JVM parameter settings using tips (1)

Detailed JVM parameter settings
Jvmheap Area Distribution:
Javaheap are divided into 3 districts, Young,old and permanent. Young area to save most just instantiated objects, when the area is filled, triggering local GC, local GC will empty young area, still referenced objects will be moved to the old area. When the old area is stuffed again, it triggers the FULLGC and reclaims the last space that can be reclaimed. The full name of the permanent area is permanentgenerationspace, a permanent area for storing meta information such as class and method, such as class being put into the zone when it is load. It is also responsible for saving reflection objects because essentially the reflection object generates some metadata that cannot be reclaimed so that the next reflection is reused.
Generally, either local GC (garbagecollection) or FULLGC does not clean the permgenspace. But if your application will load a lot of class, it is likely that permgenspace overflow error
The JVM has 2 GC threads:
The first thread is responsible for reclaiming the young area of Jvmheap.
The second thread, when heap is insufficient, traverses the heap and upgrades young to the older area. The size of the older area equals-xmx minus-xmn, and the-XMS value cannot be set too large because the second thread is forced to run, which degrades the performance of the JVM.
The reasons that can cause frequent GC occurrences are:
1, the program calls the System.GC () or RUNTIME.GC ().

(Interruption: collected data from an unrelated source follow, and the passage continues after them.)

PR #1379, opened 2024-01-19
EWPP-3912: Adapt site and page header templates.

22Alexandra:


tests/src/Functional/SiteHeaderTest.php
```diff
@@ -156,15 +155,20 @@ public function testSiteHeader(): void {
...
       $assert->elementAttributeExists('css', 'a.ecl-site-header__language-selector', 'href');
       $assert->elementAttributeExists('css', 'a.ecl-site-header__language-selector', 'data-ecl-language-selector');
       $this->assertEquals('button', $language_switcher_button->getAttribute('role'));
       $this->assertEquals('Change language, current language is English', $language_switcher_button->getAttribute('aria-label'));
       $this->assertEquals('language-list-overlay', $language_switcher_button->getAttribute('aria-controls'));
-      $icon = $language_switcher_button->find('css', "span.ecl-site-header__language-icon svg.ecl-icon.ecl-icon--s.ecl-site-header__icon[focusable='false'][aria-hidden='true']");
-      $this->assertEquals('<use xlink:href="/build/themes/custom/oe_theme/dist/' . $component . '/images/icons/sprites/icons.svg#global" xmlns:xlink="http://www.w3.org/1999/xlink"></use>', $icon->getHtml());
-      $this->assertEquals('English', $language_switcher_button->getText());
+      file_put_contents('test.html', $this->getSession()->getPage()->getOuterHtml());
```
nagyad: Debug code to be removed.

nagyad (changes requested):

templates/patterns/navigation_menu/navigation_menu.ui_patterns.yml
```diff
@@ -17,10 +17,14 @@ navigation_menu:
...
+      type: "array"
       label: "Close button"
-      description: "Close button label."
-      preview: "Close"
+      description: "Close button label and whether only an icon should be displayed."
+      preview:
+        label: 'Close'
+        icon_name: 'close-filled'
+        icon_size: 'm'
+        hide_label: false
```
ademarco: This changes the API of this particular pattern, could we, instead, hide the change in the pattern implementation, so that preview stays `Close` and then we add that array in the pattern itself. The button is just the close button anyway, we can only offer the possibility to change its label.

templates/patterns/navigation_menu/pattern-navigation-menu.html.twig
```diff
@@ -72,7 +72,13 @@
       }
     },
     close: {
-      label: close|default('Close'|t),
+      label: close.label|default('Close'|t),
+      icon: {
+        path: ecl_icon_path,
+        name: close.icon_name,
+        size: close.icon_size,
```
ademarco: See comment above, here just hard code values for the close button and leave only the label to be customizable.

tests/src/Functional/SiteHeaderTest.php
ademarco: @22Alexandra yep, let's remove this if not needed.

ademarco (dismissed):

ademarco (approved):

nagyad (approved):

PR #1383, opened 2024-01-24
EWPP-3874: Update Event CT.

22Alexandra:


modules/oe_theme_content_event/templates/oe-theme-content-event-contacts.html.twig
```diff
@@ -13,7 +13,7 @@
       <div id="event-contacts-general">
         <h3 class="ecl-u-type-heading-3 ecl-u-mt-none ecl-u-mb-m ecl-u-mb-m-l">{{ 'General contact'|t }}</h3>
         {% for contact in general %}
-          <div{{ not loop.last ? ' class="ecl-u-mb-xl ecl-u-pb-xl ecl-u-border-bottom ecl-u-border-color-grey-20"'}}>
+          <div{{ not loop.last ? ' class="ecl-u-mb-xl ecl-u-pb-xl ecl-u-border-bottom {{ ecl_class_border_color() }}"'}}>
```
imanoleguskiza: We have two prints inside one another ({{ ecl_class_border_color() }} is inside another {{ }}) and it just prints it as a string. The resulting div is: <div class="ecl-u-mb-xl ecl-u-pb-xl ecl-u-border-bottom {{ ecl_class_border_color() }}">

imanoleguskiza: I think this is not tested either in tests/src/Functional/ContentEventRenderTest.php so maybe a good time to add an assertion for it.

imanoleguskiza (changes requested):

imanoleguskiza (dismissed):

ademarco:
@22Alexandra looks good but we have an issue with the calendar icon on mobile devices, see GIF below:

Peek 2024-01-30 11-26

22Alexandra:
> @22Alexandra looks good but we have an issue with the calendar icon on mobile devices, see GIF below:
> 
> Peek 2024-01-30 11-26

Unfortunately, there is not much to be fixed regarding this. This happens for any inline icon with long text in comparison with the inline icons with shorter text because it will need to fit the text on two lines. Please take a look the following video:

https://github.com/openeuropa/oe_theme/assets/22908988/4e66a56b-52d7-4cea-8d7b-6ad98e7eafb1

**UPDATE:** The same behaviour on v3 in production: https://comm-ewcms-demo-ec.prd.fpfis.tech.ec.europa.eu/event-collection-demo/event-demo-2022-06-01_en

ademarco (dismissed):

ademarco:
I see, it's an upstream problem, we should open a ticket on ECL then, I'll approve this for the time being.

upchuk (approved):

sergepavle (approved):

PR #1384, opened 2024-01-26
EWPP-3878: Update Person CT.

22Alexandra:


sergepavle (commented):
I've noticed that we have 2 div's wrappers. Could be that it is an old issue.
image

sergepavle (dismissed):

sergepavle (approved):

upchuk (approved):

2. Some middleware software calls its own GC method, at which point you need to set parameters to prohibit these GC.
3, the Java heap is too small, the general default heap values are very small.
4, frequent instantiation of objects, release objects. At this point, try to save and reuse the objects, such as using StringBuffer () and string ().

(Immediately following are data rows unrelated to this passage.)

PR #1386, opened 2024-01-29
EWPP-3877: Reactivate page content type tests.

nagyad:


tests/src/Kernel/LegacyContentRenderTest.php
```diff
@@ -56,7 +55,7 @@ public function testPage(): void {
     // Related links.
     $related_links_heading = $crawler->filter('.ecl-u-type-heading-2');
     $this->assertStringContainsString('Related links', $related_links_heading->text());
-    $related_links = $crawler->filter('div.ecl-u-border-bottom.ecl-u-border-color-grey-15.ecl-u-pt-m.ecl-u-pb-m a');
+    $related_links = $crawler->filter('div.ecl-u-border-bottom.ecl-u-border-color-neutral-40.ecl-u-pt-m.ecl-u-pb-m a');
```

If you find that after each GC, the remaining space of the heap will be 50% of the total space, which means that your heap is in a healthy state. Many server-side Java programs have a 65% of the remaining space after each GC.

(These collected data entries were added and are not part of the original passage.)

PR #1394, opened 2024-01-30
EWPP-3880: Fix content type "Project" tests.

fmmribeiro:
### Description

[Insert description here]

### Change log

- Added:
- Changed:
- Deprecated:
- Removed:
- Fixed:
- Security:

### Commands

```sh
[Insert commands here]

```

### DIFF
--- a/sass/components/_description_list.scss
+++ b/sass/components/_description_list.scss
@@ -3,11 +3,11 @@
  * Add a featured modifier to ECL description list style.
  */
 @use '@ecl/vanilla-utility-border/border' as *;
+$background-color: var(--ecl-color-neutral-40) !default;
+$border-color: var(--ecl-color-neutral-40) !default;
 
 .ecl-description-list--featured {
-  @extend .ecl-u-border-all !optional;
-  @extend .ecl-u-border-width-2 !optional;
-  @extend .ecl-u-border-color-blue-25 !optional;
-  @extend .ecl-u-bg-blue-5 !optional;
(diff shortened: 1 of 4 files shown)


22Alexandra (changes requested):
We need to fix our custom css because they don't seem to look right.
EC:
EU
EU:
EC

I didn't find the featured variant of the description list component in ECL v4, perhaps they removed it. However, we have our own custom css where we apply border and background color (check `_description_list.scss`). We need to fix the colours on both EC and EU components because for now they look the same since the colours we apply in that file do not exist anymore.
Check the `eclBorderColor` and `eclBackgroundColor` twig functions where we define colours based on the component library so the same ones should be used for this case.

sass/style-ec.scss
```diff
@@ -18,7 +18,11 @@
 @use "./components/toolbar";
 @use "./components/wysiwyg";
 @use "./components/global";
-@use "./components/description_list";
+@use "./components/description_list" with (
+  $background-color: var(--ecl-color-neutral-40),
+  $border-color: var(--ecl-color-neutral-40),
+);
+
```
22Alexandra: No need to override the variable values since you're setting the default ones.
```suggestion
@use "./components/description_list";
```

22Alexandra (changes requested):

22Alexandra (approved):

nagyad (approved):

PR #213, opened 2023-03-07
Update to latest `rust-dlc`

luckysori:
The new `rust-dlc` [branch](https://github.com/p2pderivatives/rust-dlc/pull/97) is still WIP, but it's good to keep this dependency up-to-date as much as possible.


mobile/pubspec.lock
```diff
@@ -1022,5 +1022,5 @@ packages:
     source: hosted
     version: "2.0.3"
 sdks:
-  dart: ">=2.19.0 <4.0.0"
+  dart: ">=2.19.0 <3.0.0"
```
da-kami, line 1025: 🛠️ I don't think this should be in here. I keep running into this problem as well on my machine (somehow it is always changed back; but I think for @bonomat it is then changed back to 4.0.0 😅)

da-kami (approved):
LGTM

mobile/pubspec.lock
luckysori: I can remove it, but according to the `pubspec.yaml`, this change is correct:

```yaml
environment:
  sdk: ">=2.17.5 <3.0.0"
```

If you play around with those constraints and you run `flutter pub get` the `pubspec.lock` changes as expected.

luckysori:
I pushed https://github.com/get10101/10101/pull/213/commits/09d9710c5606b70a08d289fb0f242a5ec71a0113 by mistake here, but since https://github.com/get10101/10101/pull/214 has already been approved and the build is going I'll let it be and close the other PR once this one merges.

PR #222, opened 2023-03-07
Add APIs to perform DLC collaborative settlement

### LINKED ISSUE #50: Collaborative settlement of the DLC
Implementation contingent on #49.

Two properties to be verified:

- [x] Funds correctly awarded to each wallet.
- [ ] Can still create another DLC using those funds without going on-chain.

luckysori:
Fixes #50.


crates/ln-dlc-node/src/node/dlc_channel.rs
```diff
@@ -136,6 +136,50 @@ impl Node {
         Ok(())
     }
 
+    pub fn propose_dlc_channel_collaborative_settlement(
```
holzeis, line 139: nit: I'd prefer an aligned naming here. either use `collaborative_settlement` or `close_offer`

--
`initiate_propose_dlc_channel_close_offer` and `initiate_accept_dlc_channel_close_offer`
or
`propose_dlc_channel_collaborative_settlement` and `initiate_accept_dlc_channel_collaborative_settlement`

holzeis (approved):
Nice 👍

Issue #220, opened 2023-03-07
Be able to close position


bonomat:
When the trader is `100 long` and goes `100 short` the position should be closed. 

The idea is that when the trader post `api/trade` the coordinator does the math and then tells the trader to close the DLC collaboratively. 

For this ticket to work we will need to implement things on the coordinator and the app at the same time.

Related to #181

holzeis:
I started to look into this ticket. Here are my two cents.


### Closing a Position on the mobile app

Closing a position basically means creating a "reversed" order of the position which is currently open. e.g. if the existing position is long then the order will be short.

This will mean we will be able to close a Position two ways through the UI. Either you hit the `Close Position` button on the Position itself, or you open a Short Order through the trade screen. 

In any case we have to ensure (for the MVP) that if e.g. a long position exists the short order can only get submitted with the same quantity as the long position (as we will not support partial closing of a position for MVP).

### Closing a Position on the coordinator

After the order is submitted to the coordinator, the coordinator looks for existing positions with the submitting counterparty. If a position is found matching the quantity and a "reversed" direction, the coordinator simply proposes to close the dlc_channel with the trader. 

_Note, I don't see the benefit of instructing the mobile app to initiate the closing of the dlc channel, but happy to be convinced otherwise._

It is recommended that the server-side JVM preferably set-XMS and-xmx to the same value. In order to optimize GC, it is best to have the-xmn value equal to about 1/3 of-XMX. A GUI program is best to run the GC once every 10-20 seconds, each time within half a second. Increasing the size of the heap may reduce the frequency of the GC, but it also increases the time of each GC run. And when the GC is running, all the user threads will be paused, i.e., during the GC, the Java application will not do any work, which can affect the user experience very much in GUI interface.
Stack's setting
1, each thread has his own stack.
2,-XSS specifies the stack size of each thread
3, the size of the stack limit the number of threads. Stack too large or too small can cause memory leaks
The hardware environment also affects the efficiency of the GC, such as the type of machine, memory, swap space, and number of CPUs. For example, if your program needs to create many transient objects frequently (cannot be serialized), it will cause the JVM to frequent GC. In this case you can increase the memory of the machine to reduce the use of swap space.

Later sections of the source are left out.